'''
PR #374, opened 2026-09-02
Add `v3.5_default` model alias

simo-prior:
[ENG-975](https://linear.app/priorlabs/issue/ENG-975/update-client-for-tabpfn-35-checkpoint-naming)

### Change Description

Adds the `v3.5_default` alias and stops resolving model names on the client: `model_path` now goes to the server unchanged, and the server owns the name → checkpoint mapping.

- `model_path` is sent as given (`v3.5_default`, `v2.5_real`, `gn2p4bpt`, or a full checkpoint filename). `_model_name_to_path`, the family identifier constants and client-side name validation are removed. `None` sends no `model_path`; `"auto"` / `"default"` go through as given and the server resolves them. The client keeps the alias list only to pick the default-version limits for its pre-flight checks.
- The `<version>_default` entries of `list_available_models()` are derived from `ModelVersion` (newest first) instead of hand-maintained constants; `ModelVersion.V3_5` is added. `create_default_for_version` builds the alias the same way and rejects versions not in the enum. The substring-safe ordering that tabpfn-time-series relies on is kept and tested.
- `model_version_from_path` accepts short names as well as filenames, so the client-side pre-flight limit checks and full-output chunking keep working; bare hash names resolve to v2.

Tests cover the pinned model lists, pass-through of the name on the wire and `create_default_for_version(ModelVersion.V3_5)`; tests for the removed helpers are dropped.

Motivation: the tabpfn-server v3.5 smoke test (`basic_v3_5` preset) uses this alias; the pinned client rejects it today.

**If you used new dependencies: Did you add them to `requirements.txt`?** No new dependencies.

**Who did you ping on Mattermost to review your PR?** —

## Breaking changes

**Does this PR break the API? If so, what is the corresponding server commit?** Wire change: the client sends short model names instead of `tabpfn-<family>-<task>-<name>.ckpt` filenames. gapi's `fill_or_validate_model_path` must accept and resolve them (not yet on tabpfn-server `main`). Until it does, any explicit `model_path`, including `"auto"` / `"default"`, fails at fit with the server's invalid-model-path error; only `None` and full checkpoint filenames keep working.

**Does this PR break the user interface? If so, why?** Two small behaviour changes: `create_default_for_version` no longer sets `n_estimators=8` / `softmax_temperature=0.9`, it only pins `model_path`; and unknown model names are no longer rejected locally but by the server at fit time.

### DIFF
--- a/tests/unit/test_tabpfn_regressor.py
+++ b/tests/unit/test_tabpfn_regressor.py
@@ -25,7 +25,7 @@ from tabpfn_client.client import (
     PredictionResult,
     ServiceClient,
 )
-from tabpfn_client.api_models import RegressorTabPFNConfig
+from tabpfn_client.api_models import ModelVersion, RegressorTabPFNConfig
 
 
 def _api_settings_payload(
@@ -857,6 +857,7 @@ class TestTabPFNModelSelection(unittest.TestCase):
 
     def test_list_available_models_returns_expected_models(self):
         expected_models = [
+            "v3.5_default",
             "v3_default",
             "v2.6_default",
             "v2.5_default",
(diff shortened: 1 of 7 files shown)


tests/unit/test_tabpfn_regressor.py
```diff
@@ -925,10 +926,24 @@ def test_model_name_to_path_returns_expected_path(self):
             expected_specific_path,
         )
 
+        # "v3" is a prefix of "v3.5": each has to land in its own family.
+        self.assertEqual(
+            TabPFNRegressor._model_name_to_path("regression", "v3.5_default"),
+            "tabpfn-v3.5-regressor-v3.5_default.ckpt",
```
brendan-priorlabs: I think I @mentioned you on the thread, but this is not the name that we'll be using, right? Did something change?

brendan-priorlabs (changes requested):

ggprior (dismissed):

brendan-priorlabs (approved):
'''
## [WHAT YOU NEED TO DO]
Could you return the data above exactly as it stands?

## [RESPONSE TO THIS TASK]
PR #374, opened 2026-09-02
Add `v3.5_default` model alias

simo-prior:
[ENG-975](https://linear.app/priorlabs/issue/ENG-975/update-client-for-tabpfn-35-checkpoint-naming)

### Change Description

Adds the `v3.5_default` alias and stops resolving model names on the client: `model_path` now goes to the server unchanged, and the server owns the name → checkpoint mapping.

- `model_path` is sent as given (`v3.5_default`, `v2.5_real`, `gn2p4bpt`, or a full checkpoint filename). `_model_name_to_path`, the family identifier constants and client-side name validation are removed. `None` sends no `model_path`; `"auto"` / `"default"` go through as given and the server resolves them. The client keeps the alias list only to pick the default-version limits for its pre-flight checks.
- The `<version>_default` entries of `list_available_models()` are derived from `ModelVersion` (newest first) instead of hand-maintained constants; `ModelVersion.V3_5` is added. `create_default_for_version` builds the alias the same way and rejects versions not in the enum. The substring-safe ordering that tabpfn-time-series relies on is kept and tested.
- `model_version_from_path` accepts short names as well as filenames, so the client-side pre-flight limit checks and full-output chunking keep working; bare hash names resolve to v2.

Tests cover the pinned model lists, pass-through of the name on the wire and `create_default_for_version(ModelVersion.V3_5)`; tests for the removed helpers are dropped.

Motivation: the tabpfn-server v3.5 smoke test (`basic_v3_5` preset) uses this alias; the pinned client rejects it today.

**If you used new dependencies: Did you add them to `requirements.txt`?** No new dependencies.

**Who did you ping on Mattermost to review your PR?** —

## Breaking changes

**Does this PR break the API? If so, what is the corresponding server commit?** Wire change: the client sends short model names instead of `tabpfn-<family>-<task>-<name>.ckpt` filenames. gapi's `fill_or_validate_model_path` must accept and resolve them (not yet on tabpfn-server `main`). Until it does, any explicit `model_path`, including `"auto"` / `"default"`, fails at fit with the server's invalid-model-path error; only `None` and full checkpoint filenames keep working.

**Does this PR break the user interface? If so, why?** Two small behaviour changes: `create_default_for_version` no longer sets `n_estimators=8` / `softmax_temperature=0.9`, it only pins `model_path`; and unknown model names are no longer rejected locally but by the server at fit time.

### DIFF
--- a/tests/unit/test_tabpfn_regressor.py
+++ b/tests/unit/test_tabpfn_regressor.py
@@ -25,7 +25,7 @@ from tabpfn_client.client import (
     PredictionResult,
     ServiceClient,
 )
-from tabpfn_client.api_models import RegressorTabPFNConfig
+from tabpfn_client.api_models import ModelVersion, RegressorTabPFNConfig
 
 
 def _api_settings_payload(
@@ -857,6 +857,7 @@ class TestTabPFNModelSelection(unittest.TestCase):
 
     def test_list_available_models_returns_expected_models(self):
         expected_models = [
+            "v3.5_default",
             "v3_default",
             "v2.6_default",
             "v2.5_default",
(diff shortened: 1 of 7 files shown)


tests/unit/test_tabpfn_regressor.py
```diff
@@ -925,10 +926,24 @@ def test_model_name_to_path_returns_expected_path(self):
             expected_specific_path,
         )
 
+        # "v3" is a prefix of "v3.5": each has to land in its own family.
+        self.assertEqual(
+            TabPFNRegressor._model_name_to_path("regression", "v3.5_default"),
+            "tabpfn-v3.5-regressor-v3.5_default.ckpt",
```
brendan-priorlabs: I think I @mentioned you on the thread, but this is not the name that we'll be using, right? Did something change?

brendan-priorlabs (changes requested):

ggprior (dismissed):

brendan-priorlabs (approved):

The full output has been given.